Migration Off The Mainframe

Shazam deploys a system from HP so it can offer new electronic-funds-transfer services to banks and others
With paper checks increasingly being replaced by online bill paying, companies that provide electronic-funds-transfer services are looking for new ways to deliver E-payment and banking services. What service providers need are time-tested, highly available systems that can embrace today's popular programming languages and object-oriented databases.

Terry Dooley, VP of IT infrastructure at Shazam

Shazam expects a 40% savings over mainframe costs with the NonStop server, VP Dooley says.
Shazam Inc. is mindful of these changes but unwilling to compromise when it comes to downtime. The electronic-funds-transfer service provider is migrating its mission-critical services from a 28-year-old mainframe infrastructure to a fault-tolerant Hewlett-Packard server that runs the NonStop Kernel operating system. Shazam provides electronic-funds-transfer services to about 1,700 banks, credit unions, and other financial institutions, and it plans to use the NonStop server to run transaction-processing and authorization appli- cations, as well as customer-relationship-management software from Siebel Systems Inc., at a 40% savings over what the mainframe system costs, says Terry Dooley, VP of IT infrastructure.

Shazam plans to bring the NonStop server online slowly over the next couple of years. The first module running on the server is scheduled for the first quarter of next year and will provide a card-authorization service for Shazam's customers. Shazam will consolidate transaction, cardholder, and merchant data on the server, where each transaction can be analyzed to detect patterns of fraud. Once that service is launched, Shazam will in three-month increments begin offering services for settlement and billing, real-time ATM and point-of-sale authorizations, and routing transactions among different networks.
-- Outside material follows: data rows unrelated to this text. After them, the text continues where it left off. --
PR #64559, opened 2025-05-06
NO-ISSUE: Update OCP versions/master external jobs which rely on assisted images to ocm-2.15

linoyaslan:
/cc @danmanor


linoyaslan:
IT'S JUST A TEST

PR #64577, opened 2025-05-06
OCPBUGS-55629: remove `go-verify-deps` from `openshift/console`

logonoff:
https://github.com/openshift/console/pull/15024 should be merged first


jupierce:
Since this test is broken for console, I'm fine to lgtm now. Let's just be sure it is replaced with something that enforces vendored deps correctly like: https://github.com/openshift/release/pull/64596 .

logonoff:
> Since this test is broken for console, I'm fine to lgtm now. Let's just be sure it is replaced with something that enforces vendored deps correctly like: #64596 .

I added the check in https://github.com/openshift/console/pull/15024

jhadvig (approved):
/lgtm
/approve

PR #64590, opened 2025-05-06
config: add coreos/rhel-coreos-config

jlebon:
This is a new repo that was split out of openshift/os. Add configuration for it.

Move all the cosa-based tests from openshift/os to this new repo.


prestist (approved):
Lgtm

PR #64592, opened 2025-05-06
NO-JIRA: Downgrade operator-sdk image version for CMA and VPA operators

maxcao13:
4.20 image does not exist yet and tests are failing because of it.

See https://github.com/openshift/custom-metrics-autoscaler-operator/pull/74#issuecomment-2855584978


jkyros:
Can't test with what isn't there! :stuck_out_tongue: 
/lgtm

PR #64599, opened 2025-05-07
Security Profile Operator Roll back to golang 1.23

Vincent056:
We need to roll back the base image to continue the downstream release on golang 1.23


rhmdnd (approved):
/lgtm

rhmdnd:
> We need to roll back the base image to continue the downstream release on golang 1.23

For additional context - this is due to 0.9.0 being on 1.23, and a 0.9.1 update of some kind pulling in 1.24.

The HP server also will help Shazam move away from using flat files and toward a relational NonStop SQL database for transaction processing. "As we write our applications, we've created a middleware layer that represents our access into the database," Dooley says. Shazam will soon be able to extract information from the database through Corba-based middleware.
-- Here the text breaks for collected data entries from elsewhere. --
PR #36150, opened 2023-02-07
OSSM-3267: Add maistra envoy presubmit jobs

yxun:

PR #64605, opened 2025-05-07
Remove unused AMI config

yunjiang29:
* `cn-north-1` and `cn-northwest-1` are not being tested in CI.
* The AMIs for `us-gov-west-1` and `us-gov-east-1` are automatically included in `coreos print-stream-json` now, byo-AMI is not required for GovCloud regions.

### DIFF
--- a/ci-operator/step-registry/ipi/conf/aws/ipi-conf-aws-commands.sh
+++ b/ci-operator/step-registry/ipi/conf/aws/ipi-conf-aws-commands.sh
@@ -296,13 +296,6 @@ rm /tmp/pull-secret
 
 # custom rhcos ami for non-public regions
 RHCOS_AMI=
-if [ "$REGION" == "us-gov-west-1" ] || [ "$REGION" == "us-gov-east-1" ] || [ "$REGION" == "cn-north-1" ] || [ "$REGION" == "cn-northwest-1" ]; then
-  # TODO: move repo to a more appropriate location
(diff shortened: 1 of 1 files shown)


yunjiang29:
@jianlinliu PTAL

ci-operator/step-registry/ipi/conf/aws/ipi-conf-aws-commands.sh
```diff
@@ -296,13 +296,6 @@ rm /tmp/pull-secret
 
 # custom rhcos ami for non-public regions
 RHCOS_AMI=
-if [ "$REGION" == "us-gov-west-1" ] || [ "$REGION" == "us-gov-east-1" ] || [ "$REGION" == "cn-north-1" ] || [ "$REGION" == "cn-northwest-1" ]; then
-  # TODO: move repo to a more appropriate location
-  curl -sL https://raw.githubusercontent.com/yunjiang29/ocp-test-data/main/coreos-for-non-public-regions/images.json -o /tmp/ami.json
```
yunjiang29, line 301: @yxun the _embedded_ AMIs are being used by GovCloud, so please update https://github.com/openshift/release/pull/36150/files#diff-fa12c2c52dcf6920a7e6d88d84100fb3e67c3ba36df80070e042047ed51bf925R273 as well. `ocp-test-data` is no longer supported.

yxun: Thanks for letting us know. I have updated this change in the PR below.

PR #64618, opened 2025-05-07
snc: Add bucket test as part of if statement to avoid failure

praveenkumar:
Since `set -e` is used, script exit as soon as there is no bucket, with following logic it will make sure not exit in case no bucket.


cfergeau (approved):
/lgtm
/approve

The move will let Shazam remove paper checks from the collection and return processes, allowing important account data to be captured and routed electronically. Financial institutions will be able to transmit electronic transactions from branch offices and ATMs to central data-processing systems, where substitute checks could be created and forwarded for collection. This increased speed and efficiency might let financial institutions extend cut-off hours that dictate when deposits and payments can be posted to an account.
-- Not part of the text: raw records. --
PR #64650, opened 2025-05-07
Add a PodDisruptionBudget for the MTO

aleskandro:
Add a PodDisruptionBudget for the MTO to make it more resilient to cases where the webhook pods couldn't spread among different nodes at creation time.

### DIFF
--- a/clusters/build-clusters/multiarch_tuning_operator/admin_40_pdb.yaml
+++ b/clusters/build-clusters/multiarch_tuning_operator/admin_40_pdb.yaml
@@ -1,0 +1,10 @@
+apiVersion: policy/v1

"The NonStop's value is that you don't have to license third-party technology to get that six nines of availability," Dooley says. "You don't need an external database or clustering software."

While the server is a throwback to an era when companies bought high-end systems that came fully integrated with their own operating systems and apps, HP has recognized the need for its fault-tolerant platform to ac- commodate open standards. By early 2005, HP will replace NonStop's RISC-based Mips processors with Intel Itanium processors. NonStop servers have for years been able to run applications written in Java or C++.

NonStop servers with open standards and Intel processors will more easily integrate with the automated data centers that HP, IBM, Sun Microsystems, and others are promising. Automated, holistic data-center management has appeal when it comes to meeting service-level agreements, Shazam's Dooley says. "One of my goals as an IT manager is to make our operations more intelligent and more responsive."